Records provided Start Marker

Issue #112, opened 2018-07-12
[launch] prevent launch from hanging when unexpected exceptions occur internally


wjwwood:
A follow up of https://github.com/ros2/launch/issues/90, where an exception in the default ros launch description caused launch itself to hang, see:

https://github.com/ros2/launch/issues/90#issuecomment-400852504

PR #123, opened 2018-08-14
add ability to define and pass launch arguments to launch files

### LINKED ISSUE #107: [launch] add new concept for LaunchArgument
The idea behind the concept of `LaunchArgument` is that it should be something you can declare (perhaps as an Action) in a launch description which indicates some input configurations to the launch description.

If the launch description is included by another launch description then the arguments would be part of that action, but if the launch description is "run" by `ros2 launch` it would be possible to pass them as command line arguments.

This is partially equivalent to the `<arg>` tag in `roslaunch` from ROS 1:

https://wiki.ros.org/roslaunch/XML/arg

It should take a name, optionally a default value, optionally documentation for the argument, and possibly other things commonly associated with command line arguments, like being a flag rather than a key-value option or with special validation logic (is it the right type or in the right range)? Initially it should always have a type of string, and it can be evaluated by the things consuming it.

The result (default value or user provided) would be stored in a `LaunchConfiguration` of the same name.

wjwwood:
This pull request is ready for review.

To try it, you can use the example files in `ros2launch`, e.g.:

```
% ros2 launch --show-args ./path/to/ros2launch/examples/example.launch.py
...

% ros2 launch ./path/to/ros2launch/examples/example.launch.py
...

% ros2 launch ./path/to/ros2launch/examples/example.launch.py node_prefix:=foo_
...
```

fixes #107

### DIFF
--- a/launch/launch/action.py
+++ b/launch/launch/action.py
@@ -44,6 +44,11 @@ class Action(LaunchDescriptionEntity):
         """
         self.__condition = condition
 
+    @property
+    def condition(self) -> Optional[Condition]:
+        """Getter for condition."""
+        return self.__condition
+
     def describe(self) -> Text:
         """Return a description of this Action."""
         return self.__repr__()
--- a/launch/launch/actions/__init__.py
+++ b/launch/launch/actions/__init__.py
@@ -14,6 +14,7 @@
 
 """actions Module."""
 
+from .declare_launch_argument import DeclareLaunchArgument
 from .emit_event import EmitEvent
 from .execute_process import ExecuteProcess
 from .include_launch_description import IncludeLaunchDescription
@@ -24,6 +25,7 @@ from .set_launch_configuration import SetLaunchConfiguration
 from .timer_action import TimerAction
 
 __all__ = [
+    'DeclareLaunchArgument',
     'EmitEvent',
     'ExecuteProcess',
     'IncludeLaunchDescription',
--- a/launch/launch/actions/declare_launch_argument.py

Records provided End Marker

### What is being asked
Among the entries above, determine how many lines hold the string "default" and report that number alone.

### Written reply
3